Received: September 2024

DOI 10.17677/fn20714807.2024.05.01

Fluorine Notes, 2024, 156, 1-2

2,4,6-TRIS(1,1,3,3-TETRAFLUOROALLYL)-1,3,5-TRIAZINE –PROMISING MONOMER FOR PRODUCING FLUORINATED POLYMERS

A.V. Sinko, V.L. Don, S.M. Igumnov

a A.N. Nesmeyanov Institute of Organoelement Compounds of the Russian Academy of Sciences, 119334 Moscow, Russia, Vavilova St., 28/1
b P@M-Invest Scientific Production Association, 119119, Moscow, Russia, Leninsky ave, 42/1-2-3.

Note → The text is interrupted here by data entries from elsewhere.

PR #96, opened 2022-01-11
Bug 2038691: groupsync: create annotations if not present before writing to them

stlaz:
/assign @s-urbaniak 
/cc @openshift/openshift-team-auth-maintainers


ibihim (approved):
/lgtm

But it would be better if `Get` would return a valid default value on non-error.

PR #102, opened 2022-03-11
Update the osin dependency

arjunrn:
The updated vendored dependency contains the following changes:

1. [Reworked redirect uri validation, resolving uri references to base url, and returning the resolved url to the requesting
   function](https://github.com/openshift/osin/commit/06cbf43fd9bda76ed124a73e1c44416f7550b226).
2. [URL decode the client_id and client_secret in Authz header](https://github.com/openshift/osin/pull/175).
3. [Changing GET params to FormValue](https://github.com/openshift/osin/pull/180).
4. [Ignore port when the redirect URI is a loopback address](https://github.com/openshift/osin/pull/210).

The signature of the `ValidateUris` function was changed in [1], so changed it's usage as well.

Also, changed dependency from `RangelReale/osincli` to `openshift/osincli`. This repository uses the the forked dependency openshift/osincli with a replace directive. But the dependency openshift/osin uses the forked dependency directly. This causes the `verify-deps` target to fail. So all references to `RangelReale/osincli` have been changed to `openshift/osincli`.


pkg/server/logout/logout.go
```diff
@@ -62,5 +62,6 @@ func (l *logout) isValidRedirect(then string) bool {
 		return true
 	}
 
-	return osin.ValidateUri(l.redirect, then) == nil
```
stlaz, line 65: move the non-generated code to a separate commit, please

go.mod
```diff
@@ -112,7 +112,6 @@ require (
 )
 
 replace (
-	github.com/RangelReale/osin => github.com/openshift/osin v1.0.1-0.20180202150137-2dc1b4316769
```
pierreprinetti, line 115: If you want, in your latest commit (`Updated osin to fix the uri validate issue `), you could fix the import of `osin` as well in an explicit form. Here's how I would go about it:

```shell
find pkg cmd -name '*.go' -exec sed -i 's|"github.com/RangelReale/osin"|"github.com/openshift/osin"|' {} +
go get github.com/openshift/osin@0f4d38c6e53f
go mod tidy && go mod vendor
```

go.mod
```diff
@@ -112,7 +112,6 @@ require (
...
-	github.com/RangelReale/osincli => github.com/openshift/osincli v0.0.0-20160924135400-fababb0555f2
+	github.com/RangelReale/osin => github.com/openshift/osin v1.0.2-0.20220317075346-0f4d38c6e53f
```
pierreprinetti, line 115: If you want, in your latest commit (`Updated osin to fix the uri validate issue `), you could fix the import of `osin` as well in an explicit form. Here's how I would go about it:

```shell
find pkg cmd -name '*.go' -exec sed -i 's|"github.com/RangelReale/osin"|"github.com/openshift/osin"|' {} +
go get github.com/openshift/osin@0f4d38c6e53f
go mod tidy && go mod vendor
```

s-urbaniak: I think this definitely makes sense as the upstream repository is not maintained anymore and to the best of my knowledge our downstream fork is more or less the only one being maintained, cc @stlaz for verification.

s-urbaniak: Generally though this change is independent from the contribution being done here.

pierreprinetti: >this change is independent from the contribution being done here

Reopened #104. PTAL!

slaskawi (approved):
/lgtm
/approve

go.mod
pierreprinetti: (this comment is resolved, apologies for the noise!)

PR #1189, opened 2020-12-08
Recenter limits, lower latency

hmusum:


arnej27959 (approved):
this is Henning optimizing tensor-from-labels etc.

PR #1192, opened 2020-12-09
lower latency as expected

arnej27959:
* tensorFromLabels etc was optimized so the "slow" case is faster now.

@baldersheim or @geirst please review and merge


geirst (approved):
👍

PR #1193, opened 2020-12-09
Increase slack for max hits. Buckets can be reactivated on

toregge:
old node after having been activated on new node and
deactivated on old node.

Increase slack for max docs. Buckets that have been migrated
away from old node can be migrated back again.

@geirst : please review
@vekterli : FYI


geirst (approved):
👍

PR #1208, opened 2020-12-18
Account for clock skew on factory in reindexing test

jonmv:
@hmusum


hmusum (approved):
OK, but if we have clock skew on test nodes all sorts of strange things might happen and I'd rather fix that instead.

jonmv:
What amount of skew can we accept? This test runs a clock sensitive query immediately after feeding documents, so only a very small amount of skew will make it fail.

jonmv:
But, yes, we should have control over the clock skew. @aressem what's the status on this?

jonmv:
The test has been failing more than others — if this fixes that, it was skew.

PR #1217, opened 2021-01-05
Moved test to open source

baldersheim:
@hmusum or @aressem PR


tests/performance/feeding_and_recovery/testplot.sh
```diff
@@ -0,0 +1,4 @@
+#!/bin/sh
+lastdir=$(ls /home/y/logs/systemtests/command-line/ | sort | tail -1)
```
aressem, line 2: Probably not used ? Reference to /home/y.

aressem (changes requested):

tests/performance/feeding_and_recovery/testplot.sh
baldersheim: Good point, removed

aressem (approved):

PR #1220, opened 2021-01-05
Allow to run independently of the time of day.

baldersheim:
@hmusum or @aressem PR
It is now down to under 1800s and it seems to trigger distribution issues so it is better to run it every time.
It will probably add 5-6% to perf runtime.


hmusum (approved):
👍

PR #1221, opened 2021-01-06
Lesters/tensorflow jni removal

lesters:
@bratseth Please review. Removes all use of TensorFlow JNI from system tests.
@aressem FYI.


bratseth (approved):
👍

PR #1230, opened 2021-01-07
Test that using ngram on an external field does not affect the input …

geirst:
…field.

@bratseth please review

This depends on fix in https://github.com/vespa-engine/vespa/pull/15953.


geirst:
@bratseth ping

bratseth (approved):
👍  missed this

PR #1232, opened 2021-01-08
Recenter limits

hmusum:
Performance has changed after https://github.com/vespa-engine/vespa/pull/15951


baldersheim:
better to revert as this is unexpected. https://github.com/vespa-engine/vespa/pull/15959

PR #1244, opened 2021-01-13
Add baseline performance tests for feeding to mixed tensors.

geirst:
@arnej27959 please review
@havardpe FYI


arnej27959 (approved):
👍

havardpe (approved):
we probably need to benchmark with both number and string labels (after small numbers become direct string ids not backed by the shared store).

geirst:
Yes, I can extend the tests with that in the next iteration.

geirst:
Using both number and string labels is added here: https://github.com/vespa-engine/system-test/pull/1246

PR #1245, opened 2021-01-13
add a graph with all rank profiles

arnej27959:
* for easier comparison of latencies

@geirst please review
we can probably simplify and drop one of the new rank-profiles also.


geirst (approved):
👍

PR #4558, opened 2025-09-09
Remove test variant using lz4

hmusum:
Same performance characteristic as test without lz4, has little value as a performance test.


arnej27959 (approved):
👍

PR #4561, opened 2025-09-09
Reduce number of values to test for range_search and in_operator tests

hmusum:
Similar performance characteristics for these values, seems unnecessary to use time on this,
this will also reduce total runtime for tests.


arnej27959 (approved):
👍

PR #4589, opened 2025-09-19
Revert "Use mimalloc in system tests"

hmusum:
Reverts vespa-engine/system-test#4588

Looks like this caused some core dumps


vekterli (approved):
:+1: glibc malloc seems to have snuck in

hmusum:
Will look into this, reverting for now

PR #4616, opened 2025-10-07
Use custom labels in ANN removal test

boeker:
Add custom labels for before and after removal so that the data points can be distinguished. Use a hash for all optional parameters to also make the tests more readable.

@arnej27959 please review and merge


arnej27959 (approved):
👍

PR #4857, opened 2026-04-09
Clean up and "ruby-ify" hierarchical distribution system test

vekterli:
@hmusum please review. Should be no functional changes.

Remove redundant cluster sync waits that should be subsumed by other sync operations.


hmusum (approved):
👍

PR #4859, opened 2026-04-15
Wait for hitcount after removal in ANN removal test

boeker:
Tests still fails every now and then. Let's try to wait for the hitcount after removing the documents instead of asserting it.


hmusum (approved):
👍

PR #4866, opened 2026-04-19
Use regexp as first argument to asserts

hmusum:
String works now, but need to change before planned removal of lib/assertions.rb


johansolbakken (approved):
👍🏻

PR #4869, opened 2026-04-20
Add system test of pseudo row-column mode for down/retired node states

vekterli:
@toregge please review

This tests that fundamental properties of the ideal state algorithm also hold in pseudo row-column mode for nodes in down/retired states.

For both states, other nodes within a group (row) must take over buckets. For down state, the minimal data movement properties of the algorithm shall hold. This is however not the case for retired states.

Also ensure that we run hierarchical distribution tests with a distribution bit level that is high enough that all fed documents end up in their own logical bucket (this seems to have been lost when tests were moved to 8 distribution bits many moons ago to speed up visiting and maintenance ops). Doesn't affect correctness, but for all things pseudo-random, more sample points == better...!


toregge (approved):
👍

PR #4871, opened 2026-04-21
Test that maintenance in pseudo row-column does not move buckets

vekterli:
@toregge please review. Basically just checks that a whole lot of nothing happens when a node is set into maintenance.


toregge (approved):
👍

PR #4874, opened 2026-04-22
Start services after deploying

hmusum:
Try to avoid error messages in log due to app not being deployed yet


johansolbakken (approved):

arnej27959:
You need to deploy without wait first, then start, then maybe you can deploy again with waiting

Abstract: A novel fluorine-containing triazine monomer has been synthesized.Keywords: triazine, tetrafluoroallyltriazine, fluorine-containing triazine monomer.

The unique characteristics of fluoropolymers – the chemical inertness, thermal stability, resistance to ultraviolet radiation, electrical insulating properties, the ability to repel liquids and dirt, and a low coefficient of friction – make these materials indispensable for the chemical industry, the aerospace, automotive, medical, electrical and electronics industries. Nevertheless, work is continuously underway to improve these characteristics and to search for new fluoropolymers that most fully meet the demands of modern technology [1].

Polyfluorotriazine polymers are characterized by particularly high resistance to chemical and thermal stresses [2]. They work well as seals, gaskets and molded parts in systems that are exposed to elevated temperatures and/or aggressive chemicals.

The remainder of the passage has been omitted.